Pienso en la mosca moribunda de la que nos habla Marguerite Duras en su magnífico ensayo sobre el proceso de escribir. En la soledad de la autora, en sus desvelos, en su alcoholismo, en la locura a la que a veces puede conducirte la escritura. La propia vida plasmada en un espacio en blanco, en un libro aún por escribir. La propia vida plasmada en un espacio en blanco ya no es tu propia vida: es otra cosa. Y en aquella mosca, negra y azul, moribunda, tan diferente a la que esta madrugada está revoloteando por mi estudio. Aquella mosca, tras una agonía de unos quince minutos, murió a las tres y veinte. La que pulula por aquí aún sigue viva.
Continúo escribiendo.
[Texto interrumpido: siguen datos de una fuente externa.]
PR #2372, opened 2026-05-26
feat(yolo26-sem): YOLO26 semantic segmentation via inference_models (ONNX + TorchScript + TRT)

leeclemnet:
## What does this PR do?

Adds YOLO26 semantic segmentation support to `inference_models` for the ONNX and TorchScript backends. Unblocks the `yolo26{n,s,m,l,x}-sem-1024` pretrained models. TRT backend follows in #2379 once compiled engines exist to test against.

- New `YOLO26ForSemanticSegmentation{Onnx,TorchScript}` classes, two `(yolo26, semantic-segmentation, …)` registry tuples, one `/infer` dispatch entry.
- Extracts semantic-seg post-processing into a shared helper (`post_process_semantic_segmentation_logits`); refactors the three DeepLabV3+ backends onto it. Helper shifts argmax `+1` when `len(class_names) == n_logit_channels + 1` so the 0=background convention holds for models trained without an explicit background channel.

**Related Issue(s):** _n/a_

## Type of Change

- New feature (non-breaking change that adds functionality)

## Testing

- [x] I have tested this change locally
- [x] I have added/updated tests for this change

**Test details:**

- **Unit**: helper coverage (winning-class collapse, sub-threshold background fallback, +1 shift), import smoke, registry lookup.
- **Integration ONNX (CPU + GPU CI)**: 6 tests against the \`yolo26n-sem\` static + dynamic packages on \`bus.jpg\`, asserting class set, mean confidence, and per-class pixel counts. Separate bounds for the cv2/BGR vs torchvision/RGB input pathways (with wider torch bounds covering CPU↔CUDA drift).
- **Integration TorchScript (CPU CI)**: 3 mirroring tests.
- **Manual**: all five sizes registered on staging, validated end-to-end via \`AutoModel.from_pretrained\` + \`/infer/semantic_segmentation\` against \`bus.jpg\`. Also exercised via Semantic Seg workflow block.

image

## Checklist

- [x] My code follows the style guidelines of this project
- [x] I have performed a self-review of my own code
- [x] I have commented my code where necessary, particularly in hard-to-understand areas
- [x] My changes generate no new warnings or errors
- [x] I have updated the documentation accordingly (if applicable)

## Additional Context

Pairs with [roboflow/roboflow-model-conversion#92](https://github.com/roboflow/roboflow-model-conversion/pull/92) (converter \`-sem\` task + background prepend) and [roboflow/roboflow#11989](https://github.com/roboflow/roboflow/pull/11989) (platform catalog).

Ni siquiera esa dichosa mosca consigue hoy apartarme de la escritura. «Hay una locura de escribir que existe en sí misma, una locura de escribir furiosa, pero no se está loco debido a esa locura de escribir. Al contrario», apunta la Duras, encerrada en su casa, arrebatada por la escritura, por su impulso. No sé hacia qué lugares me llevará el resto de las historias del libro, pero sigo escribiendo. Sobre esa incógnita gira el sentido de la escritura. Sobre esa misma incógnita gira el sentido de la existencia.
La mosca, finalmente, se ha caído en el fondo de la taza que está al lado del cuaderno, entre el ordenador y el cuaderno, agoniza sobre los restos de un café ya helado, como a veces lo hacen esas palabras que se quedan descolgadas, ajenas a nosotros mismos, también moribundas, inservibles.